To optimize for this, the ranges of large bins are designed to cluster around smaller chunk sizes. For example, the smallest large bin covers the range from 512 to 576 bytes, while the second largest large bin spans up to 256KB. The largest bin manages chunks over 1MB.



Unsorted Bin


There is a single unsorted bin in glibc, which serves as a holding area for both small and large chunks that have been freed. This bin plays a crucial role in improving the speed of memory allocation and deallocation.


Instead of immediately placing newly freed chunks into their designated bins, the heap manager first attempts to coalesce them with neighboring chunks. These merged chunks are then placed into the unsorted bin as a final attempt to be reused. If a future allocation request is smaller than an available chunk in this bin, the chunk is split into two parts, with one part (of the requested size) used to satisfy the allocation. This process is known as the "Last Remainder Chunk." If the requested size is larger than any chunk in the unsorted bin, those chunks are moved to the appropriate small or large bins for future use.


Last Remainder


When malloc is used and a chunk is divided (e.g., from the Unsorted Bin or from the top chunk), the part that remains after the division is called the Last Remainder. A pointer to this chunk is stored in the malloc_state struct.



Fastbins


Fastbins are used to manage small memory chunks. There are 10 separate bins for different chunk sizes, ranging from 16 bytes up to 88 bytes, plus metadata. These bins are optimized for quick allocation and deallocation of small memory blocks.

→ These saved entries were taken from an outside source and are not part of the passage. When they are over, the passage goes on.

PR #1296, opened 2023-06-08
[OCM-942] ROSA CLI support for configurable ingress load balancer type

srampal:
ROSA CLI support for adding/ modifying ingress load balancer type


srampal:
cc @gdbranco PTAL also

cmd/create/ingress/cmd.go
```diff
@@ -139,6 +158,41 @@ func run(cmd *cobra.Command, _ []string) {
 	if len(routeSelectors) > 0 {
 		ingressBuilder = ingressBuilder.RouteSelectors(routeSelectors)
 	}
+
+	var lbType *string
+	if cmd.Flags().Changed("lb-type") {
+		lbType = &args.lbType
```
gdbranco, line 164: Nitpick: Don't need to care if it is changed, just set it to args.lbType and if it is interactive it should go through the next part anyways.

cmd/edit/ingress/cmd.go
```diff
@@ -155,6 +175,28 @@ func run(cmd *cobra.Command, argv []string) {
 		private = &privArg
 	}
 
+	var lbType *string
+	if cmd.Flags().Changed(lbTypeFlag) {
```
gdbranco, line 179: Same NP

cmd/edit/ingress/cmd.go
```diff
@@ -155,6 +175,28 @@ func run(cmd *cobra.Command, argv []string) {
...
+		lbType = &args.lbType
+	} else {
+		if interactive.Enabled() {
```
gdbranco, line 182: Can we put this in https://github.com/openshift/rosa/blob/9a4f60c1dd9fbae4e6f1a41649e2c2ed1142e857/pkg/interactive/helper.go#L103-L104?

We are trying to have the interactive helper for new interactive getters which are reused for more commands

cmd/edit/ingress/cmd.go
srampal: Using the Changed() flag is the pattern used for the other two parameters in the same function (see above these lines) so I retained the same pattern. Should I change it ? and just for this parameter ?

gdbranco: Oh no, if that's the case let's keep it that way

srampal: Also, another issue I found is that if we don't check the flag change, then even if the user provides the desired lbType as a flag and has the interactive flag also set, then it ignores the command line flag which is not good. So I think it may be best to retain the Changed() flag for both create and edit functions and that seems to work better in testing.

cmd/edit/ingress/cmd.go
srampal: I understand but again, we should double check before making such a change. I am using the same pattern used for other parameters of Ingress. If I just move the load balancer type to another file, but other parameters of Ingress stay in the current files, it may not be clean.

PR #1299, opened 2023-06-11
OCM-2259 | feat: Expose `--hosted-cp` flag

oriAdler:
AWS published all the managed policies, therefore, exposing the flag.

Related: [OCM-2259](https://issues.redhat.com/browse/OCM-2259)


oriAdler:
> I noticed in some of these commands we have also hidden `classic` should we be exposing them along side of `hosted-cp` or is there a card tracking this?

Good catch! I missed that, let me open a PR to take care of that.

ciaranRoche (commented):
/lgtm

PR #2353, opened 2024-08-14
OCM-9773 | test: Automate id:45745

jameszwang:


tests/e2e/test_rosacli_operator_roles.go
```diff
@@ -1080,3 +1080,144 @@ var _ = Describe("Create cluster with oprator roles which are attaching managed
...
+				Version:      "y-1",
+				ChannelGroup: "candidate",
+				Region:       "us-west-2",
+			}
+			customProfile.NamePrefix = constants.DefaultNamePrefix
+		})
+
+		AfterEach(func() {
+			if clusterID != "" {
+				By("Delete cluster")
```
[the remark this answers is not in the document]
jameszwang: Thanks for the comment.The **By** here is just a description of test step; the cluster deletion operation is already existed in the clusterService with name **DeleteCluster**.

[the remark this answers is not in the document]
86254860: Hmm, what I mean is that can we abstract the logic from Ln 1119~1140 to a common function, and invoke it through `defer <function>` in each case not in "AfterEach". Then other cases, e.g. I have a scenario which need to create and delete cluster, then I won't need to rewrite the same function in my AfterEach. If it can be a function of ClusterService, then I can invoke it in my case.

tests/e2e/test_rosacli_operator_roles.go
```diff
@@ -1080,3 +1080,144 @@ var _ = Describe("Create cluster with oprator roles which are attaching managed
...
+				},
+				Version:      "y-1",
+				ChannelGroup: "candidate",
+				Region:       "us-west-2",
+			}
+			customProfile.NamePrefix = constants.DefaultNamePrefix
+		})
+
+		AfterEach(func() {
+			if clusterID != "" {
```
86254860, line 1119: Hmm, what I mean is that can we abstract the logic from Ln 1119~1140 to a common function, and invoke it through defer <function> in each case not in "AfterEach". Then other cases, e.g. I have a scenario which need to create and delete cluster, then I won't need to rewrite the same function in my AfterEach. If it can be a function of ClusterService, then I can invoke it in my case.

jameszwang: As we discussed earlier, use **DestroyResourceByProfile** function to destroy prepared user data.

tests/e2e/test_rosacli_operator_roles.go
```diff
@@ -1080,3 +1080,132 @@ var _ = Describe("Create cluster with oprator roles which are attaching managed
...
+				err = clusterService.WaitClusterDeleted(clusterID, 3, 30)
+				Expect(err).To(BeNil())
+			}
+
+			By("Clean resource")
+			errs := profilehandler.DestroyResourceByProfile(customProfile, rosaClient)
+			Expect(len(errs)).To(Equal(0))
+		})
+
+		It("to create and upgrade operator roles in auto mode - [id:45745]",
```
yuwang-RH, line 1135: OCP-45745 on Polarion is described as the scenario that update account roles and operator-roles then upgrade cluster.
In you automation bellow, it seems missing the step to upgrade cluster after the roles upgrade.
And this scenarios we need to the account-roles and operator-roles versions are Y-1 before the cluster upgrade, that's the real customers scenario.

jameszwang: updated according to comments.

PR #2355, opened 2024-08-14
OCM-10221 | fix: forbid to create hcp cluster without billing account

Mischulee:
https://issues.redhat.com/browse/OCM-10221


cmd/create/cluster/cmd.go
```diff
@@ -1128,6 +1128,7 @@ func run(cmd *cobra.Command, _ []string) {
 					)
 				} else {
 					r.Reporter.Errorf("A billing account is required for Hosted Control Plane clusters. %s", listBillingAccountMessage)
+					os.Exit(1)
```
gdbranco, line 1131: Could you refactor to capture this validation within a helper function and add a small unit test around just the function?

Mischulee: Sure, I created helper function for providing billing account and added unit tests for it.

Unlike chunks in the small bins, chunks in the fast bins are never merged with their neighbors. In practice, this is because the heap manager does not set the "P" bit at the beginning of the next chunk. You can interpret it as the heap manager not "truly" freeing the chunks in the fastbins.


Similar to their smaller bin counterparts, fastbins manage only a single chunk size, which allows them to be automatically sorted, making insertions and removals exceptionally fast. Additionally, since chunks in fastbins are never candidates for merging, they can be stored in singly linked lists, instead of needing doubly linked lists to handle potential removal when a chunk is merged.


However, the main drawback of fastbins is that the chunks stored within them are not "fully" freed or merged. Over time, this can lead to memory fragmentation and expansion. To address this, the heap manager periodically "consolidates" the heap. This process "flushes" the fastbin by actually merging the chunks with neighboring free blocks and then placing the resulting free chunks into the unsorted bin for future allocation by malloc.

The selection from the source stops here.